Stored items:
:::::

Issue #256, opened 2020-01-22
Naming Conventions


riedgar-ms:
We should review our property naming conventions. For example, `sklearn` puts trailing underscores on attributes which have been calculated by operation of the class. See e.g.:
https://scikit-learn.org/stable/modules/generated/sklearn.linear_model.LogisticRegression.html

MiroDudik:
I think we should aim to follow the conventions in
https://scikit-learn.org/stable/developers/develop.html

adrinjalali:
in summary:

- `attr` is a public attribute, and is set via the `__init__` and `set_props`
- `_attr` is private, and is used internally by methods of the object, and are set usually in `fit`
- `attr_` is public, and is set in `fit`, and not in `__init__`

romanlutz:
#381 is fixing this for postprocessing, after which we should be conforming. Issue #222 will then track the remaining pieces required to get check_estimator to pass.

PR #338, opened 2020-03-20
Remove ExponentiatedGradientResult and flatten contents within ExponentiatedGradient object

romanlutz:
This is another step related to https://github.com/fairlearn/fairlearn-proposals/issues/4

Removing the result object is something we've wanted to do for a while. The result object is a remnant from fairlearn<v0.3. It existed since ExponentiatedGradient was not a class, but simply a function. When we transitioned to actual classes we simply added the result object as a member with the goal to revisit this decision at a later point which we've now reached.


fairlearn/reductions/_exponentiated_gradient/exponentiated_gradient.py
```diff
@@ -195,30 +200,22 @@ def _pmf_predict(self, X):
     def _format_results(self, gaps, Qs, lagrangian, B, eta_min):
```
riedgar-ms: Can we give this a better name than _format_ results? 'Populate' might be a better verb

fairlearn/reductions/_exponentiated_gradient/exponentiated_gradient.py
```diff
@@ -195,30 +200,22 @@ def _pmf_predict(self, X):
...
-            best_gap,
-            lagrangian,
-            weights,
-            last_t,
-            best_t)
+        self._last_t = len(Qs) - 1
+        self._best_classifier = lambda X: _mean_pred(X, hs, self._weights)
+        self._best_gap = gaps[self._best_t]
+        self._classifiers = lagrangian.classifiers
+        self._n_oracle_calls = lagrangian.n_oracle_calls
```
riedgar-ms: If these are supposed to be public, shouldn't they have a trailing underscore and not a leading one, to match sklearn conventions?

fairlearn/reductions/_exponentiated_gradient/exponentiated_gradient.py
romanlutz: Definitely! From staring at this for a while I feel like it may not be needed at all since we were just formatting results for putting them into a result object which we're not doing anymore. Stay tuned...

fairlearn/reductions/_exponentiated_gradient/exponentiated_gradient.py
romanlutz: It's not 100% clear which ones are meant to be public right now. There's another work item to match naming conventions. I stuck to what's been done so far. All of the former result object contents could be public in my opinion, but maybe @MiroDudik  has an opinion either way.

:::::

An exact restatement of all the entries above is needed.

The answer
Issue #256, opened 2020-01-22
Naming Conventions


riedgar-ms:
We should review our property naming conventions. For example, `sklearn` puts trailing underscores on attributes which have been calculated by operation of the class. See e.g.:
https://scikit-learn.org/stable/modules/generated/sklearn.linear_model.LogisticRegression.html

MiroDudik:
I think we should aim to follow the conventions in
https://scikit-learn.org/stable/developers/develop.html

adrinjalali:
in summary:

- `attr` is a public attribute, and is set via the `__init__` and `set_props`
- `_attr` is private, and is used internally by methods of the object, and are set usually in `fit`
- `attr_` is public, and is set in `fit`, and not in `__init__`

romanlutz:
#381 is fixing this for postprocessing, after which we should be conforming. Issue #222 will then track the remaining pieces required to get check_estimator to pass.

PR #338, opened 2020-03-20
Remove ExponentiatedGradientResult and flatten contents within ExponentiatedGradient object

romanlutz:
This is another step related to https://github.com/fairlearn/fairlearn-proposals/issues/4

Removing the result object is something we've wanted to do for a while. The result object is a remnant from fairlearn<v0.3. It existed since ExponentiatedGradient was not a class, but simply a function. When we transitioned to actual classes we simply added the result object as a member with the goal to revisit this decision at a later point which we've now reached.


fairlearn/reductions/_exponentiated_gradient/exponentiated_gradient.py
```diff
@@ -195,30 +200,22 @@ def _pmf_predict(self, X):
     def _format_results(self, gaps, Qs, lagrangian, B, eta_min):
```
riedgar-ms: Can we give this a better name than _format_ results? 'Populate' might be a better verb

fairlearn/reductions/_exponentiated_gradient/exponentiated_gradient.py
```diff
@@ -195,30 +200,22 @@ def _pmf_predict(self, X):
...
-            best_gap,
-            lagrangian,
-            weights,
-            last_t,
-            best_t)
+        self._last_t = len(Qs) - 1
+        self._best_classifier = lambda X: _mean_pred(X, hs, self._weights)
+        self._best_gap = gaps[self._best_t]
+        self._classifiers = lagrangian.classifiers
+        self._n_oracle_calls = lagrangian.n_oracle_calls
```
riedgar-ms: If these are supposed to be public, shouldn't they have a trailing underscore and not a leading one, to match sklearn conventions?

fairlearn/reductions/_exponentiated_gradient/exponentiated_gradient.py
romanlutz: Definitely! From staring at this for a while I feel like it may not be needed at all since we were just formatting results for putting them into a result object which we're not doing anymore. Stay tuned...

fairlearn/reductions/_exponentiated_gradient/exponentiated_gradient.py
romanlutz: It's not 100% clear which ones are meant to be public right now. There's another work item to match naming conventions. I stuck to what's been done so far. All of the former result object contents could be public in my opinion, but maybe @MiroDudik  has an opinion either way.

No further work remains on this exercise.